[Tutor] distance between cities matrix

Danny Yoo dyoo at hashcollision.org
Thu Feb 21 22:06:31 CET 2013


> Consider the (20x20) array of numbers here(I wrote all of the numbers in
> my program). Lets say this represents a matrix A of distances (in
> kilometers) between cities. Note that A is symmetric A(i,j) = A(j,i) and all
> its diagonal elements are zero. Suppose Vladimir from city i and Petra from
> city j want to meet up in some third city k (i, j and k are all different).
> Conscious about their carbon footprint (!), they want k to be as near as
> possible: specifically the sum of the distances both has to travel should be
> minimum.
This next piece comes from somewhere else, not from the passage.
PR #2672, opened 2026-07-14
Remove redundant and always-pass tests across user-interface

jalba-flexion:
# Purpose

Eliminate test suite noise: duplicate tests, always-passing assertions, and tautological tests that give false confidence in CI without covering any real code paths.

Given i and j, write a program in PYTHON that determines what k
> should be.

This sounds like a fairly straightforward CS graph algorithms question.

Is there a unique meeting point k that satisfies these conditions, or
can there be several possibilities?

How is this problem different from a standard shortest-path search?
Ah, I think I see it.  I'm assuming the difference is that it's in the
shape of the legal solutions.  Solutions  must be in the form of only
two direct hops:

    from i to k, and
    from k to j

and not some path of arbitrary length.


You ask the question: how do I test this?  Here's one approach: create
your own simple distance matrix for a very small map that you
construct.  Make your own test data.  Have it have four cities (or
fewer!).  That way, you can know in advance what the answer is
supposed to be for any two pairs.  Then you can write test cases and
see that your algorithm is doing what you expect it to.